Front-load investments reaching $7.4 billion, $8.2 billion and $10.5 billion for the AIDS response in low-income, lower-middle-income and upper-middle-income countries respectively in 2020, including through a successful fifth replenishment of the Global Fund, guided by financial sustainability compacts that outline predictable domestic, international and private commitments in support of national costed plans.
Reach the “90-90-90” testing and treatment target in all countries and among all populations – ensuring that 28 million adults and 1.2 million children living with HIV are on treatment by 2020.
Eliminate new HIV infections among children and keep mothers healthy, reaching fewer than 20,000 new HIV infections among children by 2020, by integrating HIV and sexual and reproductive health services, ensuring that antiretroviral treatment is accessible to all pregnant and breastfeeding women living with HIV and engaging male partners in HIV prevention while strengthening links to holistic and adaptable child development efforts.
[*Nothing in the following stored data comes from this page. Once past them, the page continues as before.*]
PR #3689, opened 2025-01-15
refactor(execution): NativeExecutor refactor

universalmind303:
Small refactor to `NativeExecutor` to make it a bit more flexible for spark connect. 

some changes made

- make the following configurable:
  - runtime
  - progress_bar_manager
  - enable_explain_analyze
- refactor the engine to take in the plan when performing `.run` not at creation.
  - this is useful as we can now reuse an engine instead of having to create a new one for every plan. 
  - Note: we could probably follow up with a refactor the python code to have a single "native" engine instead of creating it every time
  
The runtime configuration is especially important for spark connect as previously we were using `spawn_blocking` when running a plan, but now we can leverage the existing compute runtime instead of creating a new one.


src/daft-connect/src/execute.rs
```diff
@@ -62,15 +62,15 @@ impl Session {
...
-                })
-                .await??;
+
+                let plan = lp.optimize()?;
+                let cfg = Arc::new(DaftExecutionConfig::default());
+                let rt = common_runtime::get_compute_runtime();
+                let native_executor = NativeExecutor::default().with_runtime(rt.runtime.clone());
+
+                let results = native_executor.run(&plan, &*this.psets, cfg, None)?;
+                let it = results.into_iter();
```
colin-ho, line 72: There is an `into_stream` method on `ExecutionEngineResult`. I think you should just be able to do something like
```
let results = native_executor.run(&plan, &*this.psets, cfg, None)?;
Ok(results.into_stream().boxed())
```

src/daft-connect/src/execute.rs
```diff
@@ -90,8 +90,9 @@ impl Session {
         let (tx, rx) = tokio::sync::mpsc::channel::<eyre::Result<ExecutePlanResponse>>(1);
 
         let this = self.clone();
+        let rt = common_runtime::get_compute_runtime();
 
-        tokio::spawn(async move {
+        rt.spawn(async move {
```
colin-ho, line 95: Compute runtime's spawn will cancel the task on drop, so this needs to be captured in a variable. Should probably add a comment on this.

daft/runners/native_runner.py
```diff
@@ -75,8 +75,9 @@ def run_iter(
 
         # Optimize the logical plan.
         builder = builder.optimize()
-        executor = NativeExecutor.from_logical_plan_builder(builder)
+        executor = NativeExecutor()
```
colin-ho, line 78: Awesome, I think as a follow on we can just instantiate this once in the constructor

src/daft-connect/src/execute.rs
universalmind303: ahh, i couldn't figure out why the resultset was getting dropped. this makes sense!

src/daft-connect/src/execute.rs
universalmind303: I _think_ there might be a bug in the `into_stream`. when I use the above code, i get an empty stream.

universalmind303: reverted back to using the `into_iter` for now. Happy to use `into_stream` if we can get it working!

colin-ho: Ok i figured out why `into_stream` is not working. It's because the native executor is configured to cancel on drop, so without the `collect_vec` it will drop and the query is cancelled upon returning from this function.

What do you think about storing an `Arc<NativeExecutor>` in the Session? Then we can reuse it cross queries and into_stream should work

src/daft-connect/src/execute.rs
```diff
@@ -179,60 +180,70 @@ impl Session {
...
-        let finished = response_builder.result_complete_response();
+        let finished = res.result_complete_response();
+
+        let (tx, rx) = tokio::sync::mpsc::channel::<eyre::Result<ExecutePlanResponse>>(1);
 
         let this = self.clone();
 
-        let result = async move {
-            check_write_operation(&operation)?;
+        tokio::spawn(async move {
```
colin-ho, line 189: Should this also use the compute runtime?

src/daft-connect/src/lib.rs
```diff
@@ -84,10 +84,10 @@ pub fn start(addr: &str) -> eyre::Result<ConnectionHandle> {
         shutdown_signal: Some(shutdown_signal),
         port,
     };
+    let runtime = common_runtime::get_io_runtime(true);
 
     std::thread::spawn(move || {
-        let runtime = tokio::runtime::Runtime::new().unwrap();
-        let result = runtime.block_on(async {
+        let result = runtime.runtime.block_on(async {
```
colin-ho, line 90: You can use the `runtime.block_on_current_thread` function here

src/daft-logical-plan/src/builder/mod.rs
```diff
@@ -689,39 +689,47 @@ impl LogicalPlanBuilder {
...
+                            "Rule batch {:?} did NOT transform plan on pass {} for plan:\n{}",
+                            rule_batch,
+                            pass,
+                            new_plan.repr_ascii(true),
+                        );
+                    }
+                },
+            )?;
+            Ok::<_, DaftError>(optimized_plan)
+        }).join().map_err(|e| DaftError::InternalError(format!("Error optimizing logical plan: {:?}", e)))??;
```
colin-ho, line 732: Will `.join()` block the main thread?

src/daft-local-execution/src/run.rs
```diff
@@ -119,37 +127,133 @@ impl PyNativeExecutor {
...
+        refresh_chrome_trace();
+        let cancel = self.cancel.clone();
+        let pipeline = physical_plan_to_pipeline(&physical_plan, psets, &cfg)?;
+        let (tx, rx) = create_channel(results_buffer_size.unwrap_or(1));
+
+        let rt = self.runtime.clone();
+        let pb_manager = self.pb_manager.clone();
+        let enable_explain_analyze = self.enable_explain_analyze;
+
+        let handle = std::thread::spawn(move || {
```
colin-ho, line 187: Since connect runs on an async runtime, i don't think we need to thread spawn here. Perhaps we can create a `run_async` method on the native executor that is async, and instead of thread::spawn we can spawn a tokio task. Could you add this as a todo?

colin-ho (commented):
Everything looks good to me, but would like to get your thoughts on my question about running optimization on another thread.

src/daft-connect/src/execute.rs
universalmind303: I'll give that a try and see if it works.

src/daft-logical-plan/src/builder/mod.rs
universalmind303: I don't think so. Previously if you called `.optimize` within a runtime on the main thread, it would blow up because we were calling some `block_on`'s pretty deep down the stack.

src/daft-connect/src/execute.rs
universalmind303: yeah good catch!

src/daft-logical-plan/src/builder/mod.rs
universalmind303: I decided to refactor this a bit. I left the current `optimize` unchanged, and added a new `optimize_async` that is safe to use within the main thread.

colin-ho (approved):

Scale up and adequately resource HIV combination prevention programmes that include access to condoms, pre-exposure prophylaxis, voluntary male medical circumcision, harm reduction and comprehensive sexuality education, tailored to populations, locations and interventions for maximum impact, ensuring that at least one quarter of AIDS resources are allocated to prevention depending on the country context, with particular attention to engaging adolescent and young women, sex workers and their clients, men who have sex with men, people who inject drugs, transgender people and prisoners, as well as migrants, people with disabilities and emergency-and conflict-affected populations, and realize the sexual and reproductive health and rights of everyone.
Reduce the number of young women newly infected with HIV each year to 100,000 by 2020, by advancing gender equality, ending gender-based violence and empowering women and girls, including by working to eliminate discriminatory laws and gender norms that perpetuate the unequal status of women and girls, and by implementing strategies that promote an enabling environment for the social, political and economic empowerment of women, including through the engagement of boys and men.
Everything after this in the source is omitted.